The proposed studies show that toltrazuril after application by irrigation is absorbed through the skin and metabolized in both rabbits and calves.

B. Efficacy of toltrazuril by the pour-on method against artificially caused Isospora suis infections in dairy

Three groups form from 4 to 11 animals. Group A is infected with oocysts and treated with the toltrazuril composition by irrigation according to Example 10. Group B is not infected, but treated in the same way, and the dosage of Group A and B is 20 mg / kg body weight, respectively. Group C is infected with oocysts, but not treated with toltrazuril. The success of treatment is determined by controlling the live weight of the animals. For this, animals are weighed on various days and the weight gain of individual animals is determined.

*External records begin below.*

PR #1064, opened 2021-11-02
FLUID-6696: Ensure that ToC is shown when initialized.

jobara:
https://issues.fluidproject.org/browse/FLUID-6696

### DIFF
--- a/src/framework/preferences/js/Enactors.js
+++ b/src/framework/preferences/js/Enactors.js
@@ -460,6 +460,11 @@ https://github.com/fluid-project/infusion/raw/main/Infusion-LICENSE.txt
                 options: {
                     listeners: {
                         "afterRender.boilAfterTocRender": "{fluid.prefs.enactor.tableOfContents}.events.afterTocRender",
+                        // An integrator may wish to style the ToC container but not have it displayed when not
+                        // in use. In that case the container will likely be styled with `display: none` to hide it.
+                        // The following ensures, that the container is made visible when the ToC is enactor is enabled
+                        // and tableOfContents component has initialized.
+                        // see: https://issues.fluidproject.org/browse/FLUID-6696
                         "onReady.show": {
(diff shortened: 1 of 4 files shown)


jobara:
@jhung could you please take a look at the changes here and confirm if the address the issue you identified?

src/framework/preferences/js/Enactors.js
```diff
@@ -459,7 +459,11 @@ https://github.com/fluid-project/infusion/raw/main/Infusion-LICENSE.txt
                 createOnEvent: "onCreateTOCReady",
                 options: {
                     listeners: {
-                        "afterRender.boilAfterTocRender": "{fluid.prefs.enactor.tableOfContents}.events.afterTocRender"
+                        "afterRender.boilAfterTocRender": "{fluid.prefs.enactor.tableOfContents}.events.afterTocRender",
+                        "onCreate.show": {
```
amb26, line 463: Either this is a bug in the ToC core implementation in which case this fix should go there, or else it is part of the enactor's workflow, in which case it should manifest as an extra call to {enactor}.applyToc - either way we should have a comment here explaining the situation and reference to FLUID-6696

tests/framework-tests/preferences/html/Enactors-test.html
```diff
@@ -88,7 +88,7 @@ <h2 id="qunit-userAgent"></h2>
         </div>
 
         <div class="flc-tableOfContents">
-            <div class="flc-toc-tocContainer"></div>
+            <div class="flc-toc-tocContainer" style="display: none"></div>
```
amb26, line 91: Add a comment here explaining that this attribute is explicitly a test for FLUID-6696

jobara: I've added comments to both the test html and the enactor code.

PR #1065, opened 2021-11-22
FLUID-6697, FLUID-6698: Improvements to DataBinding for applications with materialised DOM binding

amb26:
- suggested by work on rewriting TextFieldControls. Renamed dom.attrs to dom.attr for consistency with dom.class. Better validation for "target" of model relays. Permit transforming short-form relays from non-model sources. fluid.transform.parseClasses transform, and allow relay from constants.

### DIFF
--- a/src/framework/core/js/DataBinding.js
+++ b/src/framework/core/js/DataBinding.js
@@ -1133,8 +1133,8 @@ https://github.com/fluid-project/infusion/raw/main/Infusion-LICENSE.txt
 
     fluid.funcToSingleTransform = function (that, mrrec) {
         if (mrrec.func) {
-            if (mrrec.args !== undefined ^ mrrec.source === undefined) {
-                fluid.fail("Error in model relay definition: short-form relay must specify either args or a source and not both");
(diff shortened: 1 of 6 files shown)


jobara:
This is probably outside the scope of this PR, but wondering how the `fluid.materialisers.domOutput` might handle the distinction between jQuery's `prop` and `attr` methods?

amb26:
> This is probably outside the scope of this PR, but wondering how the fluid.materialisers.domOutput might handle the distinction between jQuery's prop and attr methods?

Well, I think I have decided in the meantime to no longer believe in the "prop" methods - because they address material that can't be adequately serialised back out of the DOM again - and if you can't serialise it, it isn't "materialised". One of the main principles of new renderer is that material should have "just the same effect" (as far as possible) on the server as on the client, and if you can't get it into the markup, it's hard to say that what you've done really has such a meaning. I think the "properties" idea was well-intentioned, in that it was an attempt to apply some light kind of "type system" on top of the markup which just dealt in strings, but I think that we can probably safely leave it out of scope and go back to "attr" just as we did in the beginning.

The results are presented in table 3.

Table 3 The average weight of the animal per pig (g) Group Day 0 Day 7 Day 14 Day 21 Day 28 Infected, treated group A (n * = 4) 1702 3000 3635 7097 9337 Not infected, treated group B (n * = 7) 1829 3426 5327 7363 9903 Infected, untreated group C (n * = 11) 1773 3015 3708 5725 7815 * at the beginning of the study

As shown in table 3, the mass of infected, treated with toltrazuril by watering animals of group A is on average 1520 g higher than infected, untreated animals of group C. These values clearly show that the composition is effective in the desired form.

Claims (6)

The use of triazines of formulas (I) or (II)

or

in which R ¹ means R ³ -SO ₂ - or R ³ -S-,
R ² means alkyl, alkoxy, halogen or SO ₂ N (CH ₃ ) ₂ , and
R ³ means halogenated,
R ⁴ and R ⁵ independently from each other mean hydrogen or chlorine, and
R ⁶ means fluorine or chlorine,
as well as their physiologically tolerated salts
as a means for transdermal treatment of coccidia infections in animals or humans, moreover, the active substance of the formulas (I) or (II) for transdermal use is dosed in an amount not exceeding 150% of the corresponding dosage for oral administration, ceteris paribus. 2. The use according to claim 1 for transdermal treatment of pigs, sheep, cattle, dogs and cats. 3. The use according to claim 2 for transdermal treatment of pigs. 4. The use according to one of claims 1 to 3, wherein the triazine has the formula (I) in which R ¹ is R ³ —S—, where R ³ is trifluoromethyl and R ² is methyl. 5. The use according to one of claims 1 to 3, wherein the triazine has the formula (I) in which R ¹ is R ³ —SO ₂ -, where R ³ is trifluoromethyl and R ² is methyl. 6. The use according to claim 3, where toltrazuril is used as a triazine of formula (I), and its transdermal dosage is not more than 150% of the oral dosage of 20 mg / kg body weight.